There is an opportunity out there right now to introduce SLAuto without all of the trappings of utility computing, especially the difficult decoupling of software from hardware. It is an opportunity that the Silicon Valley is going ga-ga over, and it is a real problem with real dollar costs for every data center on the planet.

The opportunity is energy consumption management, aka the "green data center".

Rather than pitch Cassatt's solution directly, I prefer to talk about the technical opportunity as a whole. So let's evaluate what is going on in the "GDC" space these days. As I see it, there are three basic technical approaches to "green" right now:

More efficient equipment, e.g. more power efficient chips, server architectures, power distribution systems, etc.
More efficient cooling, e.g. hot/cold aisles, liquid cooling, outside air systems, etc.
Consolidation, e.g. virtualization, mainframes, etc.

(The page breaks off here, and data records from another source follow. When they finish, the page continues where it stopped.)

PR #1464, opened 2026-05-26
feat/df-892: Deletes payment key as appropriate

jbarnsley10:
- Deletes TEST payment key if deleting a draft page/question (and was a payment question/page)
- Deletes LIVE payment key if going live and the new live doesn't contain a payment question any more

Ticket [DF-892](https://eaflood.atlassian.net/browse/DF-892)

Still, there is something obvious missing here: no matter which of these technologies you consider, not one of them is actually going to turn off unused capacity. In other words, while everyone is working to build a better light bulb or to design your lighting so you need fewer bulbs, no one is turning off the lights when no-one is in the room.

That's where SLAuto comes in. I contend that there are huge tracks of computing in any large enterprise where compute capacity runs idle for extended periods. Desktop systems are certainly one of the biggest offenders, as are grid computing environments that are not pushed to maximum capacity at all times. However, possibly the biggest offender in any organization that does in-house development, extensive packaged system customization or business system integration is the dev/test environment.

Imagine such a lab where capacity that will be unused each evening/weekend, or for all but two weeks of a typical development cycle, or at all times except when testing a patch to a three year old rev of product, was shut down until needed. Turned off. Non-operational. Idle, but not idling.

Of course, most lab administrators probably feel extremely uncomfortable with this proposition. How are you going to do this without affecting developer/QA productivity? How do you know its OK to turn off a system? Why would my engineers even consider allowing their systems to be managed this way?

SLAuto addresses these concerns by simply applying intelligence to power management. A policy-based approach means a server can be scheduled for shutdown each evening (say, at 7PM), but be evaluated before shutdown against a set of policies that determine whether it is actually OK to complete the shut down.

Some example policies might be:

Are certain processes running that indicate a development/build/test task is still underway?
Is a specific user account logged in to the system right now?
Has disk activity been extremely low for the last four hours?
Did the owner of the server or one of his/her designated colleagues "opt-out" of the scheduled shutdown for that evening?

Once these policies are evaluated, we can see if the server meets the criteria to be shut down as requested. If not, keep it running. Such a system needs to also provide interfaces for both the data center administrators and the individual server owners/users to control the power state of their systems at all times, set policies and monitor power activities for managed servers.

I'll talk more about this in the coming week, but I welcome your input. Would you shut down servers in your lab? Your grid environment? Your production environment? What are your concerns with this approach? What policies come to mind that would be simple and/or difficult to implement?